PR #1156, opened 2024-12-12
feat (@jitsu/js): Add `defaultPayloadContext` to include default context in all requests

dmeremyanin:
This PR introduces a new property `defaultPayloadContext` to the configuration. It allows default context data (e.g., browser timezone, some extra user identifier) to be automatically included in every request's payload.

### Example Usage

```js
window.jitsuConfig = {
  defaultPayloadContext: {
    browserTz: Intl.DateTimeFormat().resolvedOptions().timeZone,
    userIdentity: getUserIdentity(),
  }
}
```

The values of `browserTz` and `userIdentity` will now be included in the payload of every request, ensuring that the common context data is consistently available in all API calls, without needing to manually include them with each request.

### DIFF
--- a/libs/jitsu-js/src/analytics-plugin.ts
+++ b/libs/jitsu-js/src/analytics-plugin.ts
@@ -39,6 +39,7 @@ const defaultConfig: Required<JitsuOptions> = {
   s2s: undefined,
   idEndpoint: undefined,
   errorPolicy: "log",
+  defaultPayloadContext: {},
   privacy: {
     dontSend: false,
     disableUserIds: false,
@@ -445,7 +446,10 @@ function adjustPayload(
     properties.path = fixPath(urlPath(targetUrl));
   }
 
-  const customContext = payload.properties?.context || payload.options?.context || {};
+  const customContext = deepMerge(
+    config.defaultPayloadContext,
+    payload.properties?.context || payload.options?.context || {}
+  );
   delete payload.properties?.context;
   const referrer = runtime.referrer();
   const context: AnalyticsClientEvent["context"] = {
--- a/libs/jitsu-js/__tests__/node/nodejs.test.ts
+++ b/libs/jitsu-js/__tests__/node/nodejs.test.ts
@@ -214,6 +214,33 @@ describe("Test Jitsu NodeJS client", () => {
     expect((p.body.anonymousId ?? "").length).toBeGreaterThan(0);
   });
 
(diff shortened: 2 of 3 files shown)


libs/jitsu-js/src/analytics-plugin.ts
```diff
@@ -445,6 +446,7 @@ function adjustPayload(
   delete payload.properties?.context;
   const referrer = runtime.referrer();
   const context: AnalyticsClientEvent["context"] = {
+    ...config.defaultPayloadContext,
```
absorbb: it is not possible to introduce nested property like `context.page.awesomePageProp` this way.

Better to use `deepMerge` approach one the line 484 bellow

dmeremyanin: Yeah, agreed. I'll look into it.

dmeremyanin: Done. The code now supports nested objects in the `defaultPayloadContext`.

libs/jitsu-js/src/analytics-plugin.ts
```diff
@@ -483,7 +485,7 @@ function adjustPayload(
     messageId: randomId(properties.path || (parsedUrl && parsedUrl.pathname)),
     writeKey: maskWriteKey(config.writeKey),
     groupId: storage.getItem("__group_id"),
-    context: deepMerge(context, customContext),
+    context: deepMerge(defaultPayloadContext, deepMerge(context, customContext)),
```
absorbb: I guess that approach will be more clear:
Line 449:
```typescript
const customContext = deepMerge(config.defaultPayloadContext, payload.properties?.context || payload.options?.context || {});
```
and this line untouched

dmeremyanin: Thanks for the suggestion! The code is now a bit cleaner with that approach.

absorbb (approved):

dmeremyanin:
@absorbb thanks for the prompt review of all the PRs. Also, just wondering - when can we expect a new release with the latest changes?

absorbb:
Usually we make a release to fix some critical issue or when we collected significant amount of minor changes. 
But these changes are already in `beta` images. So you can switch to `beta` until we issue another release.

dmeremyanin:
Got it, thanks for the clarification. We will switch to the beta images in the meantime.

PR #1160, opened 2024-12-18
chore(@console|@profile): remove database credentials from logs

pedroyremolo:
## Why

Currently, in the console app and profiles service database credentials were being exposed in logs when a new database client connection was established. This can lead to a secret leak which is undesirable.

## What

This change removes the connection URL from logs since having this information on the connection step does not add any value and in case of failure, the error already shows its cause.

### DIFF
--- a/services/profiles/src/lib/db.ts
+++ b/services/profiles/src/lib/db.ts
@@ -197,7 +197,7 @@ export function createPg(): Pool {
     log
       .atInfo()
       .log(
-        `Connecting new client ${connectionUrl}. Pool stat: idle=${pool.idleCount}, waiting=${pool.waitingCount}, total=${pool.totalCount}` +
+        `Connecting new database client. Pool stat: idle=${pool.idleCount}, waiting=${pool.waitingCount}, total=${pool.totalCount}` +
           (schema ? `. Default schema: ${schema}` : "")
       );
     //this is commented on purpose, it won't work for pgbouncer in transaction mode https://www.pgbouncer.org/features.html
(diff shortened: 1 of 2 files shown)


vklimontovich:
Let's mask credentials, instead of removing it. E.g. print

`postgresql://username:******@host/newjitsu?sslmode=no-verify&schema=newjitsu`

instead 

`postgresql://username:SECRET_PASSWORD@host/newjitsu?sslmode=no-verify&schema=newjitsu`

We might already have a function for it somewhere. @absorbb did the masking in events logs

pedroyremolo:
> Let's mask credentials, instead of removing it. E.g. print
> 
> `postgresql://username:******@host/newjitsu?sslmode=no-verify&schema=newjitsu)`
> 
> instead

okey dokey, gonna adjust here =)

pedroyremolo:
> We might already have a function for it somewhere. @absorbb did the masking in events logs

During this research on jitsu repo I've found some options, I guess this one is suitable @vklimontovich :
https://github.com/jitsucom/jitsu/blob/newjitsu/webapps/ee-api/lib/store.ts#L85

May I replicate this function on these apps?

absorbb:
@pedroyremolo 
It is better to move this function into `libs/juava` subproject. it is common lib for all of them

pedroyremolo:
> @pedroyremolo It is better to move this function into `libs/juava` subproject. it is common lib for all of them

perfect. Gonna do it here 🙏🏾

rodfsoares:
hey @vklimontovich and @absorbb 👋 

I've opened another version of this PR - @pedroyremolo is on PTO, and I don't have permission to commit to his personal branch 😅 

I've applied your suggestions in #1164 - can we continue the discussion there, please?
•••
## [Description of the task]
Every single line of the data above must be set down again exactly.

## [Solution for this problem]
PR #1156, opened 2024-12-12
feat (@jitsu/js): Add `defaultPayloadContext` to include default context in all requests

dmeremyanin:
This PR introduces a new property `defaultPayloadContext` to the configuration. It allows default context data (e.g., browser timezone, some extra user identifier) to be automatically included in every request's payload.

### Example Usage

```js
window.jitsuConfig = {
  defaultPayloadContext: {
    browserTz: Intl.DateTimeFormat().resolvedOptions().timeZone,
    userIdentity: getUserIdentity(),
  }
}
```

The values of `browserTz` and `userIdentity` will now be included in the payload of every request, ensuring that the common context data is consistently available in all API calls, without needing to manually include them with each request.

### DIFF
--- a/libs/jitsu-js/src/analytics-plugin.ts
+++ b/libs/jitsu-js/src/analytics-plugin.ts
@@ -39,6 +39,7 @@ const defaultConfig: Required<JitsuOptions> = {
   s2s: undefined,
   idEndpoint: undefined,
   errorPolicy: "log",
+  defaultPayloadContext: {},
   privacy: {
     dontSend: false,
     disableUserIds: false,
@@ -445,7 +446,10 @@ function adjustPayload(
     properties.path = fixPath(urlPath(targetUrl));
   }
 
-  const customContext = payload.properties?.context || payload.options?.context || {};
+  const customContext = deepMerge(
+    config.defaultPayloadContext,
+    payload.properties?.context || payload.options?.context || {}
+  );
   delete payload.properties?.context;
   const referrer = runtime.referrer();
   const context: AnalyticsClientEvent["context"] = {
--- a/libs/jitsu-js/__tests__/node/nodejs.test.ts
+++ b/libs/jitsu-js/__tests__/node/nodejs.test.ts
@@ -214,6 +214,33 @@ describe("Test Jitsu NodeJS client", () => {
     expect((p.body.anonymousId ?? "").length).toBeGreaterThan(0);
   });
 
(diff shortened: 2 of 3 files shown)


libs/jitsu-js/src/analytics-plugin.ts
```diff
@@ -445,6 +446,7 @@ function adjustPayload(
   delete payload.properties?.context;
   const referrer = runtime.referrer();
   const context: AnalyticsClientEvent["context"] = {
+    ...config.defaultPayloadContext,
```
absorbb: it is not possible to introduce nested property like `context.page.awesomePageProp` this way.

Better to use `deepMerge` approach one the line 484 bellow

dmeremyanin: Yeah, agreed. I'll look into it.

dmeremyanin: Done. The code now supports nested objects in the `defaultPayloadContext`.

libs/jitsu-js/src/analytics-plugin.ts
```diff
@@ -483,7 +485,7 @@ function adjustPayload(
     messageId: randomId(properties.path || (parsedUrl && parsedUrl.pathname)),
     writeKey: maskWriteKey(config.writeKey),
     groupId: storage.getItem("__group_id"),
-    context: deepMerge(context, customContext),
+    context: deepMerge(defaultPayloadContext, deepMerge(context, customContext)),
```
absorbb: I guess that approach will be more clear:
Line 449:
```typescript
const customContext = deepMerge(config.defaultPayloadContext, payload.properties?.context || payload.options?.context || {});
```
and this line untouched

dmeremyanin: Thanks for the suggestion! The code is now a bit cleaner with that approach.

absorbb (approved):

dmeremyanin:
@absorbb thanks for the prompt review of all the PRs. Also, just wondering - when can we expect a new release with the latest changes?

absorbb:
Usually we make a release to fix some critical issue or when we collected significant amount of minor changes. 
But these changes are already in `beta` images. So you can switch to `beta` until we issue another release.

dmeremyanin:
Got it, thanks for the clarification. We will switch to the beta images in the meantime.

PR #1160, opened 2024-12-18
chore(@console|@profile): remove database credentials from logs

pedroyremolo:
## Why

Currently, in the console app and profiles service database credentials were being exposed in logs when a new database client connection was established. This can lead to a secret leak which is undesirable.

## What

This change removes the connection URL from logs since having this information on the connection step does not add any value and in case of failure, the error already shows its cause.

### DIFF
--- a/services/profiles/src/lib/db.ts
+++ b/services/profiles/src/lib/db.ts
@@ -197,7 +197,7 @@ export function createPg(): Pool {
     log
       .atInfo()
       .log(
-        `Connecting new client ${connectionUrl}. Pool stat: idle=${pool.idleCount}, waiting=${pool.waitingCount}, total=${pool.totalCount}` +
+        `Connecting new database client. Pool stat: idle=${pool.idleCount}, waiting=${pool.waitingCount}, total=${pool.totalCount}` +
           (schema ? `. Default schema: ${schema}` : "")
       );
     //this is commented on purpose, it won't work for pgbouncer in transaction mode https://www.pgbouncer.org/features.html
(diff shortened: 1 of 2 files shown)


vklimontovich:
Let's mask credentials, instead of removing it. E.g. print

`postgresql://username:******@host/newjitsu?sslmode=no-verify&schema=newjitsu`

instead 

`postgresql://username:SECRET_PASSWORD@host/newjitsu?sslmode=no-verify&schema=newjitsu`

We might already have a function for it somewhere. @absorbb did the masking in events logs

pedroyremolo:
> Let's mask credentials, instead of removing it. E.g. print
> 
> `postgresql://username:******@host/newjitsu?sslmode=no-verify&schema=newjitsu)`
> 
> instead

okey dokey, gonna adjust here =)

pedroyremolo:
> We might already have a function for it somewhere. @absorbb did the masking in events logs

During this research on jitsu repo I've found some options, I guess this one is suitable @vklimontovich :
https://github.com/jitsucom/jitsu/blob/newjitsu/webapps/ee-api/lib/store.ts#L85

May I replicate this function on these apps?

absorbb:
@pedroyremolo 
It is better to move this function into `libs/juava` subproject. it is common lib for all of them

pedroyremolo:
> @pedroyremolo It is better to move this function into `libs/juava` subproject. it is common lib for all of them

perfect. Gonna do it here 🙏🏾

rodfsoares:
hey @vklimontovich and @absorbb 👋 

I've opened another version of this PR - @pedroyremolo is on PTO, and I don't have permission to commit to his personal branch 😅 

I've applied your suggestions in #1164 - can we continue the discussion there, please?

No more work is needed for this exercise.